SAN ANTONIO - All HVAC contractors have similar goals, including increasing revenues, reducing expenses, improving cash flow to fund growth, and improving employee retention and recruitment. According to some, all of these goals can be achieved by implementing one thing: fleet leasing.
Some contractors choose to purchase their fleet of vehicles, enjoying the benefits of depreciation for tax purposes, while other contractors turn to leasing in an effort to keep a newer fleet of vehicles and have less initial purchase costs. Arguments can be made for both ideas, but if you are Tiffany Saucedo, account executive for Enterprise Fleet Service, the answer is obvious: leasing.
“Many contractors we meet will buy a truck or van, run it until the wheels fall off, and buy another one,” she told attendees of her seminar at the Air Conditioning Contractors Association (ACCA) of Texas/Associated Plumbing-Heating-Cooling-Con-tractors (APHCC) Texas Annual Conference & Tradeshow in San Antonio. “Vehicles have built-in obsolescence, often 95,000 miles on gas engines.” She noted that contractors often keep vehicles well past their useful lifespan, which winds up costing them more to maintain and replace.

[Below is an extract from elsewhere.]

PR #355, opened 2021-12-05
Add PCV Deposit to PCV Guardian

Joeysantoro:


contracts/pcv/IPCVGuardian.sol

Saucedo said there are many benefits of a fleet leasing plan, including:
• Vehicle replacement strategy
• Increased cash flow
• Elimination of maintenance surprises
• Maximized resale value
• Control of operating costs
“By having a plan in place, you can also factory order each vehicle ahead of time rather than buying it off the lot, which involves many dealer expenses,” she said. “Contractors can pay an average of $500 less per vehicle and get the exact equipment they need. And pre-ordering can lock in the price.”
Saucedo gave an example of the typical depreciation, maintenance, and fuel costs of a pick-up truck (see Figure 1). As the vehicle gets older, its depreciation levels off while maintenance and fuel costs continue to rise. Between the third and fourth year, the vehicle’s engine needs more service or possible replacement, which means it is time to replace the entire vehicle (see Figure 2).

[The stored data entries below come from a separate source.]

PR #379, opened 2021-12-14
Named Static Cached PCVDeposit

ElliotFriedman:


contracts/pcv/utils/NamedStaticPCVDepositWrapper.sol
```diff
@@ -0,0 +1,180 @@
...
+
+  Returns PCV in USD terms
+*/
+contract NamedStaticPCVDepositWrapper is IPCVDepositBalances, CoreRef {
+    using SafeCast for *;
+
+    // -------------- Events ---------------
+    event BalanceUpdate(uint256 oldBalance, uint256 newBalance, uint256 oldFEIBalance, uint256 newFEIBalance);
+
+    event DepositRemoved(uint256 index);
```
Joeysantoro, line 20: Should absolutely emit the address and probably depositName of the removed deposit. With indexing

Joeysantoro: Also add a "DepositAdded" event

contracts/pcv/utils/NamedStaticPCVDepositWrapper.sol
```diff
@@ -0,0 +1,180 @@
...
+
+        uint256 oldBalance = balance;
+        uint256 oldFEIBalance = feiReportBalance;
+
+        balance += newPCVDeposit.usdAmount;
+        feiReportBalance += newPCVDeposit.feiAmount;
+        pcvDeposits.push(newPCVDeposit);
+
+        emit BalanceUpdate(oldBalance, balance, oldFEIBalance, feiReportBalance);
+    }
```
Joeysantoro, line 78: Addd depositAdded event

contracts/pcv/utils/NamedStaticPCVDepositWrapper.sol
```diff
@@ -0,0 +1,180 @@
...
+        updatePCVDeposit.usdAmount = usdAmount;
+        updatePCVDeposit.depositName = depositName;
+        updatePCVDeposit.underlyingTokenAmount = underlyingTokenAmount;
+        updatePCVDeposit.underlying = underlying;
+
+        uint256 oldBalance = balance;
+        uint256 oldFEIBalance = feiReportBalance;
+
+        balance = (balance.toInt256() + usdAmountDelta).toUint256();
+        feiReportBalance = (feiReportBalance.toInt256() + feiAmountDelta).toUint256();
```
Joeysantoro, line 108: subtract old then add new is a safer and more intuitive pattern than using unchecked integer arithmetic

contracts/pcv/utils/NamedStaticPCVDepositWrapper.sol
```diff
@@ -0,0 +1,180 @@
...
+
+        emit BalanceUpdate(oldBalance, balance, oldFEIBalance, feiReportBalance);
```
Joeysantoro, line 110: Should probably have an editDeposit event too

test/unit/pcv/NamedStaticPCVDepositWrapper.test.ts
```diff
@@ -0,0 +1,296 @@
...
+    // add any addresses you want to impersonate here
+    const impersonatedAddresses = [
+      addresses.userAddress,
+      addresses.pcvControllerAddress,
+      addresses.governorAddress,
+      addresses.pcvControllerAddress,
+      addresses.minterAddress,
+      addresses.burnerAddress,
+      addresses.beneficiaryAddress1,
+      addresses.beneficiaryAddress2
```
Joeysantoro, line 31: remove unused addresses
```suggestion
      addresses.governorAddress
```

test/unit/pcv/NamedStaticPCVDepositWrapper.test.ts
```diff
@@ -0,0 +1,296 @@
+import { getCore, getAddresses, expectRevert, expectEvent } from '../../helpers';
```
Joeysantoro, line 1: use typescript path shorthand
```suggestion
import { getCore, getAddresses, expectRevert, expectEvent } from '@test/helpers';
```

test/unit/pcv/NamedStaticPCVDepositWrapper.test.ts
```diff
@@ -0,0 +1,296 @@
...
+      addresses.beneficiaryAddress2
+    ];
+
+    for (const address of impersonatedAddresses) {
+      await hre.network.provider.request({
+        method: 'hardhat_impersonateAccount',
+        params: [address]
+      });
+
+      impersonatedSigners[address] = await ethers.getSigner(address);
```
Joeysantoro, line 40: use getImpersonatedSigner helper method NOTE: also needs to be imported from helpers

```suggestion

      impersonatedSigners[address] = await getImpersonatedSigner(address);
```

test/unit/pcv/NamedStaticPCVDepositWrapper.test.ts
```diff
@@ -0,0 +1,296 @@
...
+    }
+  });
+
+  beforeEach(async function () {
+    ({ governorAddress } = await getAddresses());
+
+    newDepositName = 'Visor Finance Deposit';
+    balance = '2000';
+    fei = '1000';
```
Joeysantoro, line 49: overloaded param name, change to something like `feiBalance`

contracts/pcv/utils/NamedStaticPCVDepositWrapper.sol
```diff
@@ -0,0 +1,180 @@
...
+    }
+
+    /// @notice function to bulk add deposits
+    function bulkAddDeposits(
+        PCVDeposit[] calldata newPCVDeposit
+    ) external onlyGovernorOrAdmin {
+        for (uint256 i = 0; i < newPCVDeposit.length; i++) {
+            _addDeposit(newPCVDeposit[i]);
+        }
+    }
```
Joeysantoro, line 127: nit
```suggestion
    function bulkAddDeposits(
        PCVDeposit[] calldata newPCVDeposits
    ) external onlyGovernorOrAdmin {
        for (uint256 i = 0; i < newPCVDeposits.length; i++) {
            _addDeposit(newPCVDeposits[i]);
        }
    }
```

Joeysantoro (changes requested):

contracts/pcv/utils/NamedStaticPCVDepositWrapper.sol
```diff
@@ -0,0 +1,180 @@
...
+
+    event DepositRemoved(uint256 index);
+
+    /// @notice struct to store info on each PCV Deposit
+    struct PCVDeposit {
+        string depositName;
+        uint256 usdAmount; /// USD equivalent in this deposit, not including FEI value
+        uint256 feiAmount; /// amount of FEI in this deposit
+        uint256 underlyingTokenAmount; /// amount of underlying token in this deposit
+        address underlying; /// address of the underlying token this deposit is reporting
```
eswak, line 28: for coherence, you could name it `underlyingToken` because you also have `underlyingTokenAmount`. Or rename `underlyingTokenAmount` to `underlyingAmount`

contracts/pcv/utils/NamedStaticPCVDepositWrapper.sol
```diff
@@ -0,0 +1,180 @@
...
+    }
+
+    /// @notice helper method to edit a PCV deposit
+    function _editDeposit(
+        uint256 index,
+        uint256 usdAmount,
+        uint256 feiAmount,
+        uint256 underlyingTokenAmount,
+        string calldata depositName,
+        address underlying
```
eswak, line 87: could you keep the same order than in the structure ? this way, all functions will take arguments in a coherent order

contracts/pcv/utils/NamedStaticPCVDepositWrapper.sol
```diff
@@ -0,0 +1,180 @@
...
+contract NamedStaticPCVDepositWrapper is IPCVDepositBalances, CoreRef {
+    using SafeCast for *;
+
+    // -------------- Events ---------------
+    event BalanceUpdate(uint256 oldBalance, uint256 newBalance, uint256 oldFEIBalance, uint256 newFEIBalance);
+
+    event DepositRemoved(uint256 index);
+
+    /// @notice struct to store info on each PCV Deposit
+    struct PCVDeposit {
```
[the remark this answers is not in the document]
ElliotFriedman: updated

contracts/pcv/utils/NamedStaticPCVDepositWrapper.sol
```diff
@@ -0,0 +1,180 @@
...
+
+    /// @notice funciont to remove a PCV Deposit
+    function removeDeposit(uint256 index) external onlyGovernorOrAdmin {
+        _removeDeposit(index);
+    }
+
+    // ----------- Getters -----------
+
+    function numDeposits() public view returns (uint256) {
+        return pcvDeposits.length;
```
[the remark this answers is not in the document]
ElliotFriedman: fixed with our discussed solution

contracts/pcv/utils/NamedStaticPCVDepositWrapper.sol
```diff
@@ -0,0 +1,180 @@
...
+        PCVDeposit storage removePCVDeposit = pcvDeposits[index];
+
+        uint256 depositBalance = removePCVDeposit.usdAmount;
+        uint256 feiDepositBalance = removePCVDeposit.feiAmount;
+
+        balance -= depositBalance;
+        feiReportBalance -= feiDepositBalance;
+        delete pcvDeposits[index];
+
+        emit BalanceUpdate(balance + depositBalance, balance, feiReportBalance + feiDepositBalance, feiReportBalance);
```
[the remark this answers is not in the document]
ElliotFriedman: fixed by using the stack

contracts/pcv/utils/NamedStaticPCVDepositWrapper.sol
ElliotFriedman: If we do that, it will be more gas inefficient as we will have to write to storage 2 times per deposit instead of the 1 time we currently have to.

test/unit/pcv/NamedStaticPCVDepositWrapper.test.ts
ElliotFriedman: fixed

contracts/pcv/utils/NamedStaticPCVDepositWrapper.sol
ElliotFriedman: fixed

contracts/pcv/utils/NamedStaticPCVDepositWrapper.sol
ElliotFriedman: fixed

contracts/pcv/utils/NamedStaticPCVDepositWrapper.sol
ElliotFriedman: added

contracts/pcv/utils/NamedStaticPCVDepositWrapper.sol
ElliotFriedman: done

contracts/pcv/utils/NamedStaticPCVDepositWrapper.sol
ElliotFriedman: fixed

contracts/pcv/utils/NamedStaticPCVDepositWrapper.sol
ElliotFriedman: added

contracts/pcv/utils/NamedStaticPCVDepositWrapper.sol
```diff
@@ -0,0 +1,202 @@
...
+    }
+
+    /// @notice function to bulk add deposits
+    function bulkAddDeposits(
+        DepositInfo[] calldata newPCVDeposits
+    ) external onlyGovernorOrAdmin {
+        for (uint256 i = 0; i < newPCVDeposits.length; i++) {
+            _addDeposit(newPCVDeposits[i]);
+        }
+    }
```
Joeysantoro, line 148: Add a bulk remove method and we good I think

Joeysantoro (dismissed):

contracts/pcv/utils/NamedStaticPCVDepositWrapper.sol
ElliotFriedman: The reason this doesn't work is that if you pass an array of indexes to remove, by the time you remove the first one, all of the other ones will be incorrect. The only bulk remove method that works would be one that deletes all items.

ditchfieldcaleb: ++

this isn't simple though

contracts/pcv/utils/NamedStaticPCVDepositWrapper.sol
```diff
@@ -0,0 +1,202 @@
...
+
+    /// @notice function to edit an existing deposit
+    function editDeposit(
+        uint256 index,
```
ditchfieldcaleb, line 152: Really don't like the fact that the only identifier here is index. Would be super easy to accidentally edit the wrong deposit.

contracts/pcv/utils/NamedStaticPCVDepositWrapper.sol
```diff
@@ -0,0 +1,202 @@
...
+        return (balance, feiReportBalance);
+    }
+
+    /// @notice display the related token of the balance reported
+    function balanceReportedIn() public pure override returns (address) {
+        return Constants.USD;
+    }
+    
+    /// @notice function to return all of the different tokens deposited into this contract
+    function getAllUnderlying() public view returns (address[] memory) {
```
ditchfieldcaleb, line 192: This will return duplicates.
Suggest building an enumerableSet from the addresses and then using the method on enumerableSet to return all elements in the set - this will dedupe for you.

test/unit/pcv/NamedStaticPCVDepositWrapper.test.ts
```diff
@@ -0,0 +1,302 @@
...
+        usdAmount: balance, /// USD equivalent in this deposit, not including FEI value
+        feiAmount: feiBalance, /// amount of FEI in this deposit
+        underlyingTokenAmount: underlyingTokenAmount, /// amount of underlying token in this deposit
+        underlyingToken: await core.fei()
+      }
+    ]);
+  });
+
+  describe('init', function () {
+    it('reported in USD', async function () {
```
ditchfieldcaleb, line 52: reported in USD --> balance is correctly reported in USD

test/unit/pcv/NamedStaticPCVDepositWrapper.test.ts
```diff
@@ -0,0 +1,302 @@
...
+      expect(await deposit.balanceReportedIn()).to.be.equal('0x1111111111111111111111111111111111111111');
+    });
+
+    it('depositName', async function () {
```
ditchfieldcaleb, line 56: depositName --> depositName is correct

test/unit/pcv/NamedStaticPCVDepositWrapper.test.ts
```diff
@@ -0,0 +1,302 @@
...
+      const { depositName } = await deposit.pcvDeposits(0);
+      expect(depositName).to.be.equal(newDepositName);
+    });
+
+    it('usdAmount', async function () {
```
ditchfieldcaleb, line 61: Generally just make these more descriptive.
On the cli, reading "NamedStaticPCVDepositWrapper init: usdAmount failed, reason: expected (somenumber) to equal (someothernumber)" doesn't tell you what the error is and you have to pull up the code to find out"

Reading "NamedStaticPCVDepositWrapper init: usdAmount should equal balance" does

test/unit/pcv/NamedStaticPCVDepositWrapper.test.ts
```diff
@@ -0,0 +1,302 @@
...
+
+      const resistantBalances = await deposit.resistantBalanceAndFei();
+
+      expect(resistantBalances[0]).to.be.equal(balance);
+      expect(resistantBalances[1]).to.be.equal(feiBalance);
+    });
+  });
+
+  describe('addDeposit', function () {
+    it('add new deposit', async function () {
```
ditchfieldcaleb, line 103: "successfully adds a new deposit"

(again, entire test string should read like natural language)

contracts/pcv/utils/NamedStaticPCVDepositWrapper.sol
ElliotFriedman: It could work if the array of indexes was properly ordered from greatest indexes to least, but if unordered or not sorted, it does not work.

ditchfieldcaleb (dismissed):
Three main things:

1) see my idea for a uint256-type UUID for the set; if we implement this, we'll need to also ensure that the hash-params of the pcv deposit are immutable; alternatively we can just use a random UUID (but I do like the deterministic approach)

2) error messages should be readable in natural-language-style and understandable as to what exactly they check against

3) make sure that array index parameters are checked for out-of-bounds issues

contracts/pcv/utils/NamedStaticPCVDepositWrapper.sol
```diff
@@ -0,0 +1,202 @@
...
+            _addDeposit(newPCVDeposits[i]);
+        }
+    }
+
+    // ----------- Helper methods to change state -----------
+
+    /// @notice helper method to delete a PCV deposit
+    function _removeDeposit(uint256 index) internal {
+        if (pcvDeposits.length == 0) { return; }
+
```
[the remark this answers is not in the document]
ElliotFriedman: I agree I can make the change

contracts/pcv/utils/NamedStaticPCVDepositWrapper.sol
```diff
@@ -0,0 +1,202 @@
...
+        uint256 depositBalance = removePCVDeposit.usdAmount;
+        uint256 feiDepositBalance = removePCVDeposit.feiAmount;
+
+        uint256 oldBalance = balance;
+        uint256 oldFeiReportBalance = feiReportBalance;
+
+        uint256 lastIndex = pcvDeposits.length - 1;
+
+        if (lastIndex != index) {
+            DepositInfo storage lastvalue = pcvDeposits[lastIndex];
```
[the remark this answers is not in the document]
ElliotFriedman: It's the same amount of gas because either way you are pointing to the same storage slot

contracts/pcv/utils/NamedStaticPCVDepositWrapper.sol
ElliotFriedman: Disagree. if you're editing the deposits, you are going to query them beforehand, ensure you are modifying the correct index, and then submit your DAO action.

contracts/pcv/utils/NamedStaticPCVDepositWrapper.sol
ElliotFriedman: This is pretty easy to implement, is this the right decision to make? My concerns are, you are trading off spending more on gas for something that can be filtered out client side.

I could add a view function `getAllUnderlyingUnique` that returns only unique underlying addresses and uses a double for loop to filter out duplicates.

contracts/pcv/utils/NamedStaticPCVDepositWrapper.sol
```diff
@@ -0,0 +1,202 @@
...
+        address underlyingToken; /// address of the underlying token this deposit is reporting
+    }
+
+    /// @notice a list of all pcv deposits
+    DepositInfo[] public pcvDeposits;
+
+    /// @notice the PCV balance
+    uint256 public override balance;
+
+    /// @notice the reported FEI balance
```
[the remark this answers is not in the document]
ElliotFriedman: added more context

test/unit/pcv/NamedStaticPCVDepositWrapper.test.ts
ElliotFriedman: Not sure why we need to change the names on these init functions as this has been convention to do function name for init.

test/unit/pcv/NamedStaticPCVDepositWrapper.test.ts
ElliotFriedman: If you would like to make a change to our unit testing conventions, please suggest a change here and we can review as a team: https://docs.google.com/document/d/1iDjcVXTc8vM9TSLHLSQJU7ZB9MfhlCmRs7YF1Gnuc2Y/edit

test/unit/pcv/NamedStaticPCVDepositWrapper.test.ts
ElliotFriedman: If you would like to make a change to our unit testing conventions, please suggest a change here and we can review as a team: https://docs.google.com/document/d/1iDjcVXTc8vM9TSLHLSQJU7ZB9MfhlCmRs7YF1Gnuc2Y/edit

ditchfieldcaleb: This isn't a change to our testing conventions; this is just good code style

contracts/pcv/utils/NamedStaticPCVDepositWrapper.sol
```diff
@@ -0,0 +1,201 @@
...
+
+        DepositInfo storage updatePCVDeposit = pcvDeposits[index];
+
+        uint256 oldBalance = balance;
+        uint256 oldFEIBalance = feiReportBalance;
+
+        balance = balance - updatePCVDeposit.usdAmount + usdAmount;
+        feiReportBalance = feiReportBalance - updatePCVDeposit.feiAmount + feiAmount;
+
+        updatePCVDeposit.usdAmount = usdAmount + updatePCVDeposit.usdAmount;
```
Joeysantoro, line 95: is the feiAmount getting updated? If no we need to fix and add a unit test

contracts/pcv/utils/NamedStaticPCVDepositWrapper.sol
```diff
@@ -0,0 +1,201 @@
...
+    ) internal {
+        require(index < pcvDeposits.length, "NamedStaticPCVDepositWrapper: cannot edit index out of bounds");
+
+        DepositInfo storage updatePCVDeposit = pcvDeposits[index];
+
+        uint256 oldBalance = balance;
+        uint256 oldFEIBalance = feiReportBalance;
+
+        balance = balance - updatePCVDeposit.usdAmount + usdAmount;
+        feiReportBalance = feiReportBalance - updatePCVDeposit.feiAmount + feiAmount;
```
Joeysantoro, line 93: nit: can store the intermediate sums in a local var to reuse

contracts/pcv/utils/NamedStaticPCVDepositWrapper.sol
```diff
@@ -0,0 +1,201 @@
...
+        // add all pcv deposits
+        for (uint256 i = 0; i < newPCVDeposits.length; i++) {
+            _addDeposit(newPCVDeposits[i]);
+        }
+    }
+
+    // ----------- Helper methods to change state -----------
+
+    /// @notice helper method to add a PCV deposit
+    function _addDeposit(DepositInfo memory newPCVDeposit) internal {
```
Joeysantoro, line 62: Should we store a mapping of names -> DepositInfo for lookups? Can also be used to ensure that no duplicate names are added to @ditchfieldcaleb 's earlier concerns

Joeysantoro (changes requested):
Main issue is missing feiAmount in edit

contracts/pcv/utils/NamedStaticPCVDepositWrapper.sol
ElliotFriedman: Good catch!

contracts/pcv/utils/NamedStaticPCVDepositWrapper.sol
ElliotFriedman: We only use this value once so no need to store intermediately.

contracts/pcv/utils/NamedStaticPCVDepositWrapper.sol
ElliotFriedman: We shouldn't need to think adversarially about deposit names as only OA and the governor can update the list and guardian can remove deposits instantly.

If we were to do this feature, the data structure would be name -> DepositInfo Index so that we aren't storing each struct and it's data twice.

contracts/pcv/utils/NamedStaticPCVDepositWrapper.sol
ElliotFriedman: moved to a cached system to save 2 SLOADs when emitting event

contracts/pcv/utils/NamedStaticPCVDepositWrapper.sol
```diff
@@ -88,9 +88,11 @@ contract NamedStaticPCVDepositWrapper is IPCVDepositBalances, CoreRef {
 
         uint256 oldBalance = balance;
         uint256 oldFEIBalance = feiReportBalance;
+        uint256 newBalance = balance - updatePCVDeposit.usdAmount + usdAmount;
+        uint256 newFeiReportBalance = feiReportBalance - updatePCVDeposit.feiAmount + feiAmount;
```
Joeysantoro, line 92: Use oldBalance and oldFeiBalance to save another sload

Joeysantoro (approved):
One nit and LGTM

contracts/pcv/utils/NamedStaticPCVDepositWrapper.sol
ElliotFriedman: added

Joeysantoro (approved):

“The average monthly costs for a 2007 Dodge Dakota ST Club Cab would be $902.07 based on a seven-year life,” she said. “The costs for an Enterprise three-year lease program averages $879.98.” She showed the savings for a business that leases 45 vehicles, a combined total of $11,929.
“We finance the vehicle down to a book value that we can all agree upon,” said Darren Coughlin, Enterprise regional sales manager. “The contractor is basically financing down to a book value [when the vehicle is turned in] instead of down to zero.
“We also try and get the best resale value for the vehicle because it benefits our own bottom line. Usually we can get an average of 18 percent higher than normal auction prices.”
Plans like the Enterprise Fleet program are all inclusive, too. Routine vehicle maintenance, i.e., oil changes and filter replacement, and replacement of brakes and tires are all included in one monthly fee, an average of $125 for a $25,000 vehicle. Most major automotive service companies honor the program and the only costs incurred by the contractor are license fees and fuel.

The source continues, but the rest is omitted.